:: WHAT IS EXPECTED ::
Repeat the lines of the data exactly, from the first one through the one that contains "This looks great".

:: Saved entries ::
───
PR #6991, opened 2020-09-08
Improvements for cache.modify: details.storage and details.INVALIDATE

benjamn:
This PR brings the [`options.storage`](https://www.apollographql.com/docs/react/caching/cache-field-behavior/#fieldpolicy-api-reference) object from `read` and `merge` functions to `cache.modify` functions, improving consistency between those APIs.

Also, `cache.modify` modifier functions can now return `details.INVALIDATE` (similar to `details.DELETE`) to invalidate the current field, causing affected queries to rerun, even if the field's value is unchanged. Previously, changing or deleting the field's value was the only way to invalidate the field.

### DIFF
--- a/CHANGELOG.md
+++ b/CHANGELOG.md
@@ -27,6 +27,12 @@
 - Throw if `writeFragment` cannot identify `options.data` when no `options.id` provided. <br/>
   [@jcreighton](https://github.com/jcreighton) in [#6859](https://github.com/apollographql/apollo-client/pull/6859)
 
+- Provide `options.storage` object to `cache.modify` functions, as provided to `read` and `merge` functions. <br/>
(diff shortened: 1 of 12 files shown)


hwillson (approved):
This looks great @benjamn! One more small documentation suggestion - adding `INVALIDATE` to https://www.apollographql.com/docs/react/api/cache/InMemoryCache/#modifier-functions would also be helpful. Thanks!

StephenBarlow:
This happened while I was on vacation last week but just chiming in to say the changes are great! 🎉

ab-pm:
> adding `INVALIDATE` to https://www.apollographql.com/docs/react/api/cache/InMemoryCache/#modifier-functions would also be helpful

Was 2c15bb4 lost somehow? I can't see it on the linked page.

PR #6992, opened 2020-09-08
Make note about watchQuery refer to useQuery hook instead of Query component

ChrisRose:
### Checklist:


benjamn (approved):
Good idea, @ChrisRose!

Issue #6993, opened 2020-09-09
Apollo 3 - optional ApolloQueryResult data is a breaking change - undocumented?


klemenoslaj:
**Intended outcome:**

Apollo 3 seems to have introduced the undocumented breaking change.

Previously the `data` field of `ApolloQueryResult` was not optional, now it is. In the TypeScript environment that forces us to always guard the data to assure it is there. To wrap my mind around it I tried to get `undefined` from the query but was never successful.

There is no explanation of why it is optional now in neither [migration](https://www.apollographql.com/docs/react/migrating/apollo-client-3-migration) neither in [queries](https://www.apollographql.com/docs/react/data/queries/#result) document.

- Before
https://github.com/apollographql/apollo-client/blob/882624826a30cd51d90b023a3a7c6548b0c82b0f/src/core/types.ts#L18-L24

- Now:
https://github.com/apollographql/apollo-client/blob/21b12f182c6b7a39a2174eabb4866f0ac6c82ed1/src/core/types.ts#L19-L29

My guesses:
- The change should be documented or changed back to required property.
- If data is optional only in certain use cases, the type could be split into type with optional and required data property

**Actual outcome:**

Data is always optional, forcing a lot of `if` statements or `filter` operators with `rxjs`.

**Versions**

```
  System:
    OS: macOS 10.15.5
  Binaries:
    Node: 12.18.2 - ~/.nvm/versions/node/v12.18.2/bin/node
    Yarn: 1.22.4 - ~/Projects/censhare-hub/node_modules/.bin/yarn
    npm: 6.14.6 - ~/.nvm/versions/node/v12.18.2/bin/npm
  Browsers:
    Chrome: 85.0.4183.83
    Edge: 85.0.564.44
    Firefox: 79.0
    Safari: 13.1.1
  npmPackages:
    @apollo/client: ^3.0.0 => 3.1.4 
    @apollo/link-persisted-queries: ^1.0.0-beta.0 => 1.0.0-beta.0 
    apollo: ^2.30.3 => 2.30.3 
    apollo-angular: ^2.0.4 => 2.0.4
```

benjamn:
This seems to be an (unintended and unnecessary) consequence of 144155c5b16dd36f052d8f7f9401bde51162b8b4, which was part of #6080. Fortunately, removing the `?` should not be a breaking change, since it strengthens the type of the `data` field, strictly reducing the number of possibilities that need to be considered.

PR #6997, opened 2020-09-09
Make ApolloQueryResult.data field non-optional again.

benjamn:
Fixes #6939.

This change snuck in with 144155c5b16dd36f052d8f7f9401bde51162b8b4, which was part of the effort in #6080 to reenable TypeScript strict null checks.

The consequences of this change were likely hidden until the `ApolloCurrentQueryResult` and `ApolloQueryResult` types were unified in 513d733cf0162c86d2b7d56547c20bb03287a472, which was first released in @apollo/client@3.1.0.

As I explained in https://github.com/apollographql/apollo-client/issues/6993#issuecomment-689750542, this change should be backwards compatible, since it strictly reduces the number of possible `data` values that need to be handled.

### DIFF
--- a/CHANGELOG.md
+++ b/CHANGELOG.md
@@ -1,3 +1,10 @@
+## Apollo Client 3.1.5
+
+## Bug Fixes
+
+- Make `ApolloQueryResult.data` field non-optional again. <br/>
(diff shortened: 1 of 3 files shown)


jcreighton (approved):
LGTM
───
:: TASK ANSWER ::
PR #6991, opened 2020-09-08
Improvements for cache.modify: details.storage and details.INVALIDATE

benjamn:
This PR brings the [`options.storage`](https://www.apollographql.com/docs/react/caching/cache-field-behavior/#fieldpolicy-api-reference) object from `read` and `merge` functions to `cache.modify` functions, improving consistency between those APIs.

Also, `cache.modify` modifier functions can now return `details.INVALIDATE` (similar to `details.DELETE`) to invalidate the current field, causing affected queries to rerun, even if the field's value is unchanged. Previously, changing or deleting the field's value was the only way to invalidate the field.

### DIFF
--- a/CHANGELOG.md
+++ b/CHANGELOG.md
@@ -27,6 +27,12 @@
 - Throw if `writeFragment` cannot identify `options.data` when no `options.id` provided. <br/>
   [@jcreighton](https://github.com/jcreighton) in [#6859](https://github.com/apollographql/apollo-client/pull/6859)
 
+- Provide `options.storage` object to `cache.modify` functions, as provided to `read` and `merge` functions. <br/>
(diff shortened: 1 of 12 files shown)


hwillson (approved):
This looks great @benjamn! One more small documentation suggestion - adding `INVALIDATE` to https://www.apollographql.com/docs/react/api/cache/InMemoryCache/#modifier-functions would also be helpful. Thanks!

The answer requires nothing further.